In this embodiment, as soon as this occurs, the brake fluid pressure is transferred to the chamber 25 and the passage 3 via the passage 28.
0 and the aforementioned chamber 25, and the brake fluid pressure acts on the left end surfaces of the piston 42 and the piston 21 to try to move them to the right. Therefore, when the vehicle is empty, if the setting is made so that a predetermined deceleration is obtained before the piston 42 moves to the right and the valve body 26 seats on the valve seat 29, the valve body 26 will be seated on the valve seat 29. Since the piston 42 is already rolling to the left due to inertia, the valve body 26 will not be seated on the valve seat 29 even if the piston 42 then moves far to the right. It is possible to introduce sufficient brake fluid pressure to cause the vehicle to move, and braking characteristics when the vehicle is empty can be obtained in the same manner as in the above-described embodiment.

On the other hand, when a vehicle is loaded, before the valve body 26 rolls to the left due to inertia, the piston 42 moves to the right due to brake fluid pressure, and the valve body 26 moves toward the valve seat 29.
Since the piston 26 is seated under its own weight and the valve body 26 is held pressed against the valve seat 29 by the subsequent rise in brake fluid pressure, it is possible to introduce into the chamber 31 enough brake fluid pressure to move the piston 21 to the right. However, braking characteristics during loading can be obtained in the same manner as in the above-described embodiment.

As described above, the present invention is configured to control the advance/retreat position of the rod by the advance/retreat control means according to the loaded state of the vehicle, thereby changing the lift amount of the valve body of the proportion valve. The advance/retreat control means needs only to obtain an acting force that can counteract not the auxiliary force of the proportion valve but the auxiliary force of the valve body, which is much smaller than this auxiliary force.
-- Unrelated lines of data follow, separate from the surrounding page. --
PR #2884, opened 2025-03-11
Fix transformation with default response in FakeImageLoaderEngine

carlonzo:
When using the default interceptor for a default response, the chain used was not the transformed one. This caused the Request to not have a NONE Transition.Factory, and causing tests to still running transitions.

For example this caused issues with our Paparazzi tests where, requests with default result where still having the crossfade animation causing the tests to be flaky.

### DIFF
--- a/coil-test/src/commonMain/kotlin/coil3/test/FakeImageLoaderEngine.kt
+++ b/coil-test/src/commonMain/kotlin/coil3/test/FakeImageLoaderEngine.kt
@@ -55,17 +55,17 @@ class FakeImageLoaderEngine private constructor(
 
     override suspend fun intercept(chain: Interceptor.Chain): ImageResult {
         val request = requestTransformer.transform(chain.request)
-        val requestValue = RequestValue(request, chain.size)
+        val newChain = chain.withRequest(request)
+        val requestValue = RequestValue(request, newChain.size)
         _requests.emit(requestValue)
 
         var result: ImageResult? = null
         for (interceptor in interceptors) {
-            val newChain = chain.withRequest(request)
             result = interceptor.intercept(newChain)
             if (result != null) break
         }
         if (result == null) {
-            result = defaultInterceptor.intercept(chain)
+            result = defaultInterceptor.intercept(newChain)
         }
 
         _results.emit(ResultValue(requestValue, result))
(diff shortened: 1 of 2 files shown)


coil-test/src/commonMain/kotlin/coil3/test/FakeImageLoaderEngine.kt
```diff
@@ -55,17 +55,17 @@ class FakeImageLoaderEngine private constructor(
...
     override suspend fun intercept(chain: Interceptor.Chain): ImageResult {
         val request = requestTransformer.transform(chain.request)
-        val requestValue = RequestValue(request, chain.size)
+        val newChain = chain.withRequest(request)
+        val requestValue = RequestValue(request, newChain.size)
         _requests.emit(requestValue)
 
         var result: ImageResult? = null
         for (interceptor in interceptors) {
-            val newChain = chain.withRequest(request)
```
carlonzo, line 63: honestly I am not sure why a new chain was generated for each interceptor

coil-test/src/commonMain/kotlin/coil3/test/FakeImageLoaderEngine.kt
```diff
@@ -55,17 +55,17 @@ class FakeImageLoaderEngine private constructor(
 
     override suspend fun intercept(chain: Interceptor.Chain): ImageResult {
         val request = requestTransformer.transform(chain.request)
-        val requestValue = RequestValue(request, chain.size)
+        val newChain = chain.withRequest(request)
+        val requestValue = RequestValue(request, newChain.size)
```
carlonzo, line 59: use the transformed chain size

coil-test/src/commonMain/kotlin/coil3/test/FakeImageLoaderEngine.kt
```diff
@@ -55,17 +55,17 @@ class FakeImageLoaderEngine private constructor(
...
 
         var result: ImageResult? = null
         for (interceptor in interceptors) {
-            val newChain = chain.withRequest(request)
             result = interceptor.intercept(newChain)
             if (result != null) break
         }
         if (result == null) {
-            result = defaultInterceptor.intercept(chain)
+            result = defaultInterceptor.intercept(newChain)
```
carlonzo, line 68: the actual problem was here, the intercepted chain was the original

colinrtwhite (approved):
Good find, thanks! I think you just need to run `./gradlew spotlessApply` to pass CI.

coil-test/src/commonMain/kotlin/coil3/test/FakeImageLoaderEngine.kt
colinrtwhite: Agreed - this seems like a logic mistake.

Small compared to those designed to change the
The effect of reducing weight can be obtained.

[Brief explanation of drawings]

FIG. 1 is a longitudinal sectional view showing one embodiment of the present invention, FIG. 2 is an enlarged view of the main part of FIG. 1, FIG. 3 is a characteristic curve diagram showing braking characteristics, and FIG. FIG. 2 is a vertical cross-sectional view of main parts showing an embodiment of the present invention. 1: Proportion valve, 2: Casing,
3: Deceleration sensing valve, 6: Plunger, 7, 12,
23: Spring, 11: Valve body, 16: Valve seat, 17: Input hole, 18: Output hole, 21: Piston, 22: Rod, L: Lift amount.

Claims (1)

[Claims] 1 Contains a valve body that opens and closes the flow path that communicates the input hole and the output hole, and when the valve body is held in the non-operating position, the valve body is pushed up by a rod and removed from the valve seat, and the brake fluid pressure is In the braking hydraulic pressure control device, the braking hydraulic pressure control device is equipped with a proportion valve that operates when the hydraulic pressure exceeds a predetermined value to control the opening and closing of the valve body to increase the output hydraulic pressure at a low rate of increase with respect to the increase in the input hydraulic pressure. The rod is provided to be movable forward and backward, and a piston formed at the other end of the rod is elastically biased in the upward thrust direction, and brake fluid pressure is introduced into the chamber surrounding the step connecting the rod to the piston. A valve mechanism is provided in the introduction passage to open and close the passage when the vehicle is empty and to close it when the vehicle is loaded, depending on the loaded state of the vehicle, and the rod is moved forward and backward by the hydraulic pressure introduced into the chamber to close the valve seat of the valve body. A brake fluid pressure control device characterized by changing the lift amount relative to the brake fluid pressure.